Collected data:

--*--

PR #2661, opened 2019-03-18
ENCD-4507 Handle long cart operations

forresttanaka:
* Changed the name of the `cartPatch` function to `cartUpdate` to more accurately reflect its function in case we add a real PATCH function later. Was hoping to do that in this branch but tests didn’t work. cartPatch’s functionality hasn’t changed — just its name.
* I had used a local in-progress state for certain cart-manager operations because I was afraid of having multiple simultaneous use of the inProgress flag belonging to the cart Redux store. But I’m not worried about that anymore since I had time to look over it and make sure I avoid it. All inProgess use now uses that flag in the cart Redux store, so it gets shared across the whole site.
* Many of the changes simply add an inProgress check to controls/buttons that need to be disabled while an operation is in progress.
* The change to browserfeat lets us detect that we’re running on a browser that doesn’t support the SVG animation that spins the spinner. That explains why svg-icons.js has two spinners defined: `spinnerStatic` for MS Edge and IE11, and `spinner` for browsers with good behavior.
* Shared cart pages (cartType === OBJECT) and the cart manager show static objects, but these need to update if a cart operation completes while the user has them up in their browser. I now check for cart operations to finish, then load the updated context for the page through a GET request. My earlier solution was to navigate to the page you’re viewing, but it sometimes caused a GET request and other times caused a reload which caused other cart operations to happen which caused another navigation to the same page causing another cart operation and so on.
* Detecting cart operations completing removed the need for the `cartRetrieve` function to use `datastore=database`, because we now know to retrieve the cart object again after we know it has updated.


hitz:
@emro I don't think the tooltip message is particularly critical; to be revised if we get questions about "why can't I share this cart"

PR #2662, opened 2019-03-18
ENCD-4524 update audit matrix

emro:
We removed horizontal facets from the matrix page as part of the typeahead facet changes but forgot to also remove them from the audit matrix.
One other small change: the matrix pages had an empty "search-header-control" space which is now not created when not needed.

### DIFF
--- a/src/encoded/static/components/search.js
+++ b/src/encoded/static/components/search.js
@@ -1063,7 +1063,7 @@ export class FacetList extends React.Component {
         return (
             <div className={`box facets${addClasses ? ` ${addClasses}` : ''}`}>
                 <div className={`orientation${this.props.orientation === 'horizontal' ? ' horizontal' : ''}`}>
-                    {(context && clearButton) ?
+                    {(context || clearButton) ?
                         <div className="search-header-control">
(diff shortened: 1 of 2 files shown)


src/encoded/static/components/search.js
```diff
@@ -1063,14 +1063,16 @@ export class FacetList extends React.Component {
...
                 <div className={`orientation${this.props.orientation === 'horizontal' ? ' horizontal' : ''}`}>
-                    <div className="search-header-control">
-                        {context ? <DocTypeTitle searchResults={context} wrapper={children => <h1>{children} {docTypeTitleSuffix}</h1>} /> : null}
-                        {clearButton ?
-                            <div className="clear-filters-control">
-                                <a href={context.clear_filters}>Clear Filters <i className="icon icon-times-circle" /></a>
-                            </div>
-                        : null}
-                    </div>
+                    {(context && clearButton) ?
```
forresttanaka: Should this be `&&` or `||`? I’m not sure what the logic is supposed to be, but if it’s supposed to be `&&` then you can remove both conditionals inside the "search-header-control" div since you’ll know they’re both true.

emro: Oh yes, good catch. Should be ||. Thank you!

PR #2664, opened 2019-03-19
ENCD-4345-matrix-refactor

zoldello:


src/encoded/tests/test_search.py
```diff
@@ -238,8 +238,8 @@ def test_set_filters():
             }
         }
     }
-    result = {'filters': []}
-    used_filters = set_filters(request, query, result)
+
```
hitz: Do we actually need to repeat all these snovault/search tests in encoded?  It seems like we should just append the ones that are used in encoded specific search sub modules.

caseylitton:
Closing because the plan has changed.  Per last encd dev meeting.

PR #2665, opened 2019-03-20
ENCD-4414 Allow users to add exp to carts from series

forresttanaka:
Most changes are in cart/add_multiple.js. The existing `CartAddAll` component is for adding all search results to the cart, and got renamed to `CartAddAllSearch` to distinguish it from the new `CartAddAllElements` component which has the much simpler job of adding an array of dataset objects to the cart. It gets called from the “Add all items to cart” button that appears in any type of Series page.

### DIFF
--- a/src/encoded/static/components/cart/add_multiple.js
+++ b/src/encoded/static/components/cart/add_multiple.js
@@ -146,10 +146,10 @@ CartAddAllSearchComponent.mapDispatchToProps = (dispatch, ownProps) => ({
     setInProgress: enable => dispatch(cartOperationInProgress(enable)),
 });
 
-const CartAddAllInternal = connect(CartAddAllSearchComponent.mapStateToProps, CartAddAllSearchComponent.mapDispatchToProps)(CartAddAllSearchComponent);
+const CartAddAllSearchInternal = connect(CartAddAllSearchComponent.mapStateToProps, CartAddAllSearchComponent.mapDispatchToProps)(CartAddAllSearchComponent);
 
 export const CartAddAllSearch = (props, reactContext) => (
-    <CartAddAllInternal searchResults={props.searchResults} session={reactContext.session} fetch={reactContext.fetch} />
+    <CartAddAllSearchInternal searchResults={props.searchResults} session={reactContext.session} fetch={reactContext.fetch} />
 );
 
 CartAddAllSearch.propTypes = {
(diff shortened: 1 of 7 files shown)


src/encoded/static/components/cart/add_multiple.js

--*--

### [Activity]
Write down exactly the span of lines above from the one containing "ENCD-4507 Handle long cart operations" to the one containing "changed — just its name.", both ends included.

### [Solution to this problem]
ENCD-4507 Handle long cart operations

forresttanaka:
* Changed the name of the `cartPatch` function to `cartUpdate` to more accurately reflect its function in case we add a real PATCH function later. Was hoping to do that in this branch but tests didn’t work. cartPatch’s functionality hasn’t changed — just its name.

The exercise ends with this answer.